Should a line below contain the word "workflows", report it.

○ ○ ○ ○ ○ ○ ○

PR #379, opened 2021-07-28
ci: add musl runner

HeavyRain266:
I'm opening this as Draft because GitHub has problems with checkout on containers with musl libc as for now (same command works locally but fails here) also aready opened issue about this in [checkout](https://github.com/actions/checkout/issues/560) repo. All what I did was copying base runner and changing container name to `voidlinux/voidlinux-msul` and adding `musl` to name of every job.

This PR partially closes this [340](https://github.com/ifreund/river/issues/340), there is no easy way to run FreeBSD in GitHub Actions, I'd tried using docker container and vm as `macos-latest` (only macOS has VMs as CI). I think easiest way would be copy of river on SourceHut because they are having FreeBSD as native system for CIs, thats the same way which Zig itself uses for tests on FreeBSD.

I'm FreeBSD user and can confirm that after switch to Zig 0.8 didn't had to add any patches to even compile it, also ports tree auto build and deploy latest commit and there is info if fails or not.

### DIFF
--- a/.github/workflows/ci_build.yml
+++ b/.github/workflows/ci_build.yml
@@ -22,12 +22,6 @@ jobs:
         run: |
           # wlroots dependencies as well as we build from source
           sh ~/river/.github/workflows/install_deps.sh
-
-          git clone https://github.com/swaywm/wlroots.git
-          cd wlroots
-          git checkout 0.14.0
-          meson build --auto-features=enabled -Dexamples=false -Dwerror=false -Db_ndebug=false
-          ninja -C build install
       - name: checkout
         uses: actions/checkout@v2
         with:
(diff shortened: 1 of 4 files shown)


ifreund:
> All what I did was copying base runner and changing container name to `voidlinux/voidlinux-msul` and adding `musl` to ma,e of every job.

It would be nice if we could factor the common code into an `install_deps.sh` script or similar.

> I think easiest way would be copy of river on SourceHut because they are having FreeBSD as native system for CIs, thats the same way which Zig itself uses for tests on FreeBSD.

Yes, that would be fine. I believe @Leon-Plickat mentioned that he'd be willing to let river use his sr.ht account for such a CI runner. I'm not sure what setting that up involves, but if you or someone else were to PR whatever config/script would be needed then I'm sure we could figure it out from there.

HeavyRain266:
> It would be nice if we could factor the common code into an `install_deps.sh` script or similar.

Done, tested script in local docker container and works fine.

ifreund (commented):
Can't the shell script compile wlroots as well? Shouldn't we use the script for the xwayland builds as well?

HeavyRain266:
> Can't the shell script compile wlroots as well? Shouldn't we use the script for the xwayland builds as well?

○ ○ ○ ○ ○ ○ ○

**EXPECTED ANSWER**
--- a/.github/workflows/ci_build.yml
+++ b/.github/workflows/ci_build.yml
           sh ~/river/.github/workflows/install_deps.sh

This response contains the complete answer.